Collected data entries:
*-*-*

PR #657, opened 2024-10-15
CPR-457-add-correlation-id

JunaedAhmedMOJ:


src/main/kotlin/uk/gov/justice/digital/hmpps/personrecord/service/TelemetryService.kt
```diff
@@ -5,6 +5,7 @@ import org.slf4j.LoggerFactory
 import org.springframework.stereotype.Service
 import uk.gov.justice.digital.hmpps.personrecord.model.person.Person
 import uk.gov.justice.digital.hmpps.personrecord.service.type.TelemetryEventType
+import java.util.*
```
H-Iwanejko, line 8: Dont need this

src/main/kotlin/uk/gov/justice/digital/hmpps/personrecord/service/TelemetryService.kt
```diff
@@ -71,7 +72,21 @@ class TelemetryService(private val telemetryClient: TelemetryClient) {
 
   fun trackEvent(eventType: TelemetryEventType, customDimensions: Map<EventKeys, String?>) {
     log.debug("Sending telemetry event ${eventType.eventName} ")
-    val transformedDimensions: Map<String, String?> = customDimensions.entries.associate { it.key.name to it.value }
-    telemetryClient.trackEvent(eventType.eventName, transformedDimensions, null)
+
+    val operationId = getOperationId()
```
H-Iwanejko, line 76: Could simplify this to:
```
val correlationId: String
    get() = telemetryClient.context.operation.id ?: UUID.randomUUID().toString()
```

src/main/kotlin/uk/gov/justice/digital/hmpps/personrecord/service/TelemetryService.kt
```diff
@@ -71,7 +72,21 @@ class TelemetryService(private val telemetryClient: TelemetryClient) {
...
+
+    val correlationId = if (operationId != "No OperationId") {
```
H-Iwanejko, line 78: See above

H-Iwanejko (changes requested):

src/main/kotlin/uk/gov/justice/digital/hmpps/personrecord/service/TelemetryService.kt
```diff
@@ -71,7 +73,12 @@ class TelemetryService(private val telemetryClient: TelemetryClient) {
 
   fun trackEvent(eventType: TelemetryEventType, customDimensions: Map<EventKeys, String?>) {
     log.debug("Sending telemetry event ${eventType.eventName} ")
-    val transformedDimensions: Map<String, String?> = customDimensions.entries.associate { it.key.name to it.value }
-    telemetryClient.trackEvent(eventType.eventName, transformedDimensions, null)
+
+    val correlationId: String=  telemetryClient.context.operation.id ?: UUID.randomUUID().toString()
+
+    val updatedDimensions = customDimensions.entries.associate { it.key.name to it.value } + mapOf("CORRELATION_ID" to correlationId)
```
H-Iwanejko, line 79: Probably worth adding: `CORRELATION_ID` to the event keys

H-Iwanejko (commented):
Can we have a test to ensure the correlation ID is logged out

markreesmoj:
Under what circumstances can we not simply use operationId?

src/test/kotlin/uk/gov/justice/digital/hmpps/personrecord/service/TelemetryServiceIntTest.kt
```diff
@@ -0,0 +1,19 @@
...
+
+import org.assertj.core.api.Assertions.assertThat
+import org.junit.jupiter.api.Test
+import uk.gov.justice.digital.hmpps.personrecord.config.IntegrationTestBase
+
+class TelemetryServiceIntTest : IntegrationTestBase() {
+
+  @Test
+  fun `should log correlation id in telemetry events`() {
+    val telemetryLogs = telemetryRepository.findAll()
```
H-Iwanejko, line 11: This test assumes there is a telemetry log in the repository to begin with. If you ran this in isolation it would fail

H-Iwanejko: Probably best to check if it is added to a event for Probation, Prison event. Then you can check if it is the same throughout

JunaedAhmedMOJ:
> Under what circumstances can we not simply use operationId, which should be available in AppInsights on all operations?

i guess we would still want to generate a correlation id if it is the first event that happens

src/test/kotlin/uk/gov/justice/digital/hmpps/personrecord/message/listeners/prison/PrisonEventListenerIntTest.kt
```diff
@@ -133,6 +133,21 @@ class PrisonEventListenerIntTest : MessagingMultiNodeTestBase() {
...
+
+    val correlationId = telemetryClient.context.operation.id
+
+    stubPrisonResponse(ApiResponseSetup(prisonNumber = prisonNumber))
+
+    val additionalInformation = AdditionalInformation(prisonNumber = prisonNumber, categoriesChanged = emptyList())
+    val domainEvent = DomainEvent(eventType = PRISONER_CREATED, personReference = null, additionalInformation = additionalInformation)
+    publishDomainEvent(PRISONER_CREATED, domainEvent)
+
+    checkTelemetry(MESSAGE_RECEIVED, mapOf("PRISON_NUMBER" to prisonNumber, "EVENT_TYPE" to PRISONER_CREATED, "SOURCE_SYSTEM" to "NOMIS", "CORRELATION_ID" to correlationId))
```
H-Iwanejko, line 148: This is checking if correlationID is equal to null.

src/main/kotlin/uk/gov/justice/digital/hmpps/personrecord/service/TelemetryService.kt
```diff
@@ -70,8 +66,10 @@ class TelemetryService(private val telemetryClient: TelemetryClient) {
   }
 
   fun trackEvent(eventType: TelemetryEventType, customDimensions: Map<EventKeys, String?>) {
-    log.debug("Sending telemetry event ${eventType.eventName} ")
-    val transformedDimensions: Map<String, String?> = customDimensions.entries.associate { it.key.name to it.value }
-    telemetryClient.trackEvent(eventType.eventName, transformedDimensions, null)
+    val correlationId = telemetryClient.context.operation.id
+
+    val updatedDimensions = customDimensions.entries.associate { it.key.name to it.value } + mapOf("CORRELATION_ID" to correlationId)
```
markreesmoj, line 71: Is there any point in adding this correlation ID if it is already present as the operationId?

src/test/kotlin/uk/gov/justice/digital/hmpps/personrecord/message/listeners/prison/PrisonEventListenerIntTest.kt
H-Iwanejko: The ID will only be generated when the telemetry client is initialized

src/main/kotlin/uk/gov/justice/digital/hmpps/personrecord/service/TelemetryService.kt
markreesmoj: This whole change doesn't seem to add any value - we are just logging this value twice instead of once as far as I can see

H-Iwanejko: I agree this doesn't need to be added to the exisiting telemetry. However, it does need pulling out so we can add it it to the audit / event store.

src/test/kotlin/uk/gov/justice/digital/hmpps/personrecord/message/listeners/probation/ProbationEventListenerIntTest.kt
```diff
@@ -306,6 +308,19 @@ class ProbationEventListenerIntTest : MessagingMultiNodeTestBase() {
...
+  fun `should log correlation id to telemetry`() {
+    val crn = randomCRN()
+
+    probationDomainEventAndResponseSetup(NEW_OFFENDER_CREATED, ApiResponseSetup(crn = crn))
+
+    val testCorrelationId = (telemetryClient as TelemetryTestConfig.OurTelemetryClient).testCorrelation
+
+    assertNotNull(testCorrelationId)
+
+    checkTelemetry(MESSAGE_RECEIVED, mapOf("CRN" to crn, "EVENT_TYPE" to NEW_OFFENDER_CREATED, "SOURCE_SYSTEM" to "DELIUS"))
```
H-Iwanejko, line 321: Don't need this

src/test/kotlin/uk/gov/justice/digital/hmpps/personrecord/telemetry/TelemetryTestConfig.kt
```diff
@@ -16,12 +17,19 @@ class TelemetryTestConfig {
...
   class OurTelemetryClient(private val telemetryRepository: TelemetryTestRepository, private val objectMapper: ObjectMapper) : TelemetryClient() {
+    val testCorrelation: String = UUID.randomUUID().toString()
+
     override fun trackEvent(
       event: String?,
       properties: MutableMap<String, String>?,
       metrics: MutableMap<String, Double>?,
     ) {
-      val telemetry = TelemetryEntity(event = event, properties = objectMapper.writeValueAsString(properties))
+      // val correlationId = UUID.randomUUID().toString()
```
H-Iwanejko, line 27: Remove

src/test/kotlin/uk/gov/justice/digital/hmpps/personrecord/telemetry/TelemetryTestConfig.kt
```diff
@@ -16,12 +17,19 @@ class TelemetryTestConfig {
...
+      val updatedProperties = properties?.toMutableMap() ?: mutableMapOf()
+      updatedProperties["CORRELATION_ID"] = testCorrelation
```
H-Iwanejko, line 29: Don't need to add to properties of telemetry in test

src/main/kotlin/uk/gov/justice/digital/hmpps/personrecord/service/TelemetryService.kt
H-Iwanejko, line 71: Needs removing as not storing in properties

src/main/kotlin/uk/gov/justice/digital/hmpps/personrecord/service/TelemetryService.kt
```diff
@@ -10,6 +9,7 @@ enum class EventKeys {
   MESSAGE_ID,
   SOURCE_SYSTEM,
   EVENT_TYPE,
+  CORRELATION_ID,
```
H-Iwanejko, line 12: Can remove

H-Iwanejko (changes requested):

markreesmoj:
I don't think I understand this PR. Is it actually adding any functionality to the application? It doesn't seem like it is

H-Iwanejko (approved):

*-*-*

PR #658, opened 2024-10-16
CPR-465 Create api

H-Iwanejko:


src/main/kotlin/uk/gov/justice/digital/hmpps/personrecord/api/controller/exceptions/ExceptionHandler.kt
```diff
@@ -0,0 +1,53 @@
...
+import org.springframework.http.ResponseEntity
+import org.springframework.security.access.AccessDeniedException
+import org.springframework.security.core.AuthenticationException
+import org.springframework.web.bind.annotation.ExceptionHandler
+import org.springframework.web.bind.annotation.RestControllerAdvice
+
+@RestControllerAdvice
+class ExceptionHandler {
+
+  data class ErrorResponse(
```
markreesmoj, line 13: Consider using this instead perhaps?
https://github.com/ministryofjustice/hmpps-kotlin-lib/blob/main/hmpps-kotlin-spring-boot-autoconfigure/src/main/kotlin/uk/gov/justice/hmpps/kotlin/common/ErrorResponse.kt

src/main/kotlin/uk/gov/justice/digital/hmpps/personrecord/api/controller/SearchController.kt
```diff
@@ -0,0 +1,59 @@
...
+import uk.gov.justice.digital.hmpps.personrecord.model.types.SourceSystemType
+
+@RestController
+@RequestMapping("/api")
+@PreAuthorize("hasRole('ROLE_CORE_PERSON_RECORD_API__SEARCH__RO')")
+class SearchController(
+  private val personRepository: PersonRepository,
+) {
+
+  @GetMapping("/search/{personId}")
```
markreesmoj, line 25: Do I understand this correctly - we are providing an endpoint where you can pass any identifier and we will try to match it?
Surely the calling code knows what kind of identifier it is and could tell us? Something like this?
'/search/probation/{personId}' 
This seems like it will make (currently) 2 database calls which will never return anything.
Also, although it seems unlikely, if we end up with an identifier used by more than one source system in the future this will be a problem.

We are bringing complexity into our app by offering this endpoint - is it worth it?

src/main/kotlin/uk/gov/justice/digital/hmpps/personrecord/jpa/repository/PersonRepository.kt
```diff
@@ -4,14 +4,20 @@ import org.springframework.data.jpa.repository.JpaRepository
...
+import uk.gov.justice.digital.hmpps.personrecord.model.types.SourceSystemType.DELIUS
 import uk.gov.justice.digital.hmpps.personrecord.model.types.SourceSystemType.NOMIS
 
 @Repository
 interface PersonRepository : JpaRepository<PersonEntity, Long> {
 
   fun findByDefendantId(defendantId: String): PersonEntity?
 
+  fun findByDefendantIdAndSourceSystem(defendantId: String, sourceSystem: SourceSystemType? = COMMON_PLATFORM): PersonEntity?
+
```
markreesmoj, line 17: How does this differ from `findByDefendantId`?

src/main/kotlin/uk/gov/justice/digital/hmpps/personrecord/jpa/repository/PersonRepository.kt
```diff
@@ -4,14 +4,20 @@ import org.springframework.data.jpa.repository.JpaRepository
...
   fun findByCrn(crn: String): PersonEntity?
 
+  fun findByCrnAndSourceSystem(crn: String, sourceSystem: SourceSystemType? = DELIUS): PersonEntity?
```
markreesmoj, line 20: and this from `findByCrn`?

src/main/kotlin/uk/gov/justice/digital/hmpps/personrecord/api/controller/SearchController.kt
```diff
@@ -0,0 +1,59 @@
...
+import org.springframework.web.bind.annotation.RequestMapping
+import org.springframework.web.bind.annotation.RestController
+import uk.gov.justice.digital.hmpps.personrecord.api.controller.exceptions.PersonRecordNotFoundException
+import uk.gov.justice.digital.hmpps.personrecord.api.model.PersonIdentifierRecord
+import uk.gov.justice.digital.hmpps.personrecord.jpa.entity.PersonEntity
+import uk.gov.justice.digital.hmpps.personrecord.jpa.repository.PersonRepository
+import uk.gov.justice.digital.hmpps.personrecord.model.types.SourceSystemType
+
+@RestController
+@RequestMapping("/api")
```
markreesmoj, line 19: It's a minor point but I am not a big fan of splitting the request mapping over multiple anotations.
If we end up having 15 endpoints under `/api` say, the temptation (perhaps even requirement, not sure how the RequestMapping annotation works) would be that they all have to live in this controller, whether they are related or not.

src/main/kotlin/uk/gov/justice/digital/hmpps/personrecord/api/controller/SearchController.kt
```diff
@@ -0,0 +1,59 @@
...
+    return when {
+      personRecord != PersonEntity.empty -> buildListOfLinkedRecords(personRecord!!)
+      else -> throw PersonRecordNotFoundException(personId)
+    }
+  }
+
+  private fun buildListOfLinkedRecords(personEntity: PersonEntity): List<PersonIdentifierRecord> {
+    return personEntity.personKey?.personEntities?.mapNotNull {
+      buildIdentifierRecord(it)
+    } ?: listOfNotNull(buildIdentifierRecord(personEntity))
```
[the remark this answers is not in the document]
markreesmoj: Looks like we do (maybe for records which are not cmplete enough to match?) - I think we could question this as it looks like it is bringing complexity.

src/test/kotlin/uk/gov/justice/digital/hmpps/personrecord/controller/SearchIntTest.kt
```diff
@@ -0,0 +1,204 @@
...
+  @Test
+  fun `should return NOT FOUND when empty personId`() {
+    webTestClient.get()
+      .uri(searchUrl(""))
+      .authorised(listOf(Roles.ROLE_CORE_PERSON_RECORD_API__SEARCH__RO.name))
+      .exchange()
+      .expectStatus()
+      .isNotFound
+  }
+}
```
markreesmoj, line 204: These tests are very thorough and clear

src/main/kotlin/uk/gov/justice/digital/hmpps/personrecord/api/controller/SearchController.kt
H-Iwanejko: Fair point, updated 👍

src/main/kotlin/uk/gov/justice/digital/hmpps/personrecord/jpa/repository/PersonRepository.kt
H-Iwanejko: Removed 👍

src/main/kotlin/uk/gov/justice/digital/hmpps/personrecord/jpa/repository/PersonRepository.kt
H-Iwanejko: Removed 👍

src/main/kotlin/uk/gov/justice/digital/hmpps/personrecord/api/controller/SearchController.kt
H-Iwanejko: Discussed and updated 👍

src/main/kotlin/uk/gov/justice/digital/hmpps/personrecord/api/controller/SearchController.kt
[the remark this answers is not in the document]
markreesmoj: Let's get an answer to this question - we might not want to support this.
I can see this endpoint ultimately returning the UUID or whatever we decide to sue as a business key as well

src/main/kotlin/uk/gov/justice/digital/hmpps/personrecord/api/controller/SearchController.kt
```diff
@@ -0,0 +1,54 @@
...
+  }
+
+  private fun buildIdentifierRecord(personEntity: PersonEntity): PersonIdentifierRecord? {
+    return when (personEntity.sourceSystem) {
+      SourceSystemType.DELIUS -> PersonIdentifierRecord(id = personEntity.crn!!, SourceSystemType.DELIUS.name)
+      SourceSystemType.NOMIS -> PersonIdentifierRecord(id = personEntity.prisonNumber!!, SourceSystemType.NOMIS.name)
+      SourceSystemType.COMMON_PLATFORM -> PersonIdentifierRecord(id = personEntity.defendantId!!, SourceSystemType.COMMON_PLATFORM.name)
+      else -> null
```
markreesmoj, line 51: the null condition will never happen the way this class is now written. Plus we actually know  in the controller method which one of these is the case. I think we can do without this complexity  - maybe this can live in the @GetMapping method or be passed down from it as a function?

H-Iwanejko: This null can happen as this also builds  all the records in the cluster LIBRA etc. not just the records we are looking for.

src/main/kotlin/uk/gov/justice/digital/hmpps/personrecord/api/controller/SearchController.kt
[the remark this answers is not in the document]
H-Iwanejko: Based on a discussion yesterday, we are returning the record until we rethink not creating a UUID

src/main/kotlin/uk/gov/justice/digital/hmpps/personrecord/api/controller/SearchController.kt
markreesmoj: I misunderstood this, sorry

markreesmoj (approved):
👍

*-*-*

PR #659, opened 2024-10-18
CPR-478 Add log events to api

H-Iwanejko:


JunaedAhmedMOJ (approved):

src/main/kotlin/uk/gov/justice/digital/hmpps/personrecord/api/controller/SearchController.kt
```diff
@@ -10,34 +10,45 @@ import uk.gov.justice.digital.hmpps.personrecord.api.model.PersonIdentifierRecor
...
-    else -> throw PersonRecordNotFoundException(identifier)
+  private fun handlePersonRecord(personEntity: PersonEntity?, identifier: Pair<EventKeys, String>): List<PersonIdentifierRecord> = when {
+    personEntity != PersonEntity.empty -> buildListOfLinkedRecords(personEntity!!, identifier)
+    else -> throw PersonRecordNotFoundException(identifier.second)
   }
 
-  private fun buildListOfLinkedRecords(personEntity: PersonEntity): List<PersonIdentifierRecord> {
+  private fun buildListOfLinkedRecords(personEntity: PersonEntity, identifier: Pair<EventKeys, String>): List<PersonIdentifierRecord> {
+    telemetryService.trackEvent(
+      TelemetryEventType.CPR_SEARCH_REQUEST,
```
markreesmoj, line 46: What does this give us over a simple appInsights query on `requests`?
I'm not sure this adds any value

*-*-*

WHAT TO WORK ON
Filter the entries above and copy only the lines that hold "MessagingMultiNodeTestBase".

SOLUTION BELOW
@@ -133,6 +133,21 @@ class PrisonEventListenerIntTest : MessagingMultiNodeTestBase() {
@@ -306,6 +308,19 @@ class ProbationEventListenerIntTest : MessagingMultiNodeTestBase() {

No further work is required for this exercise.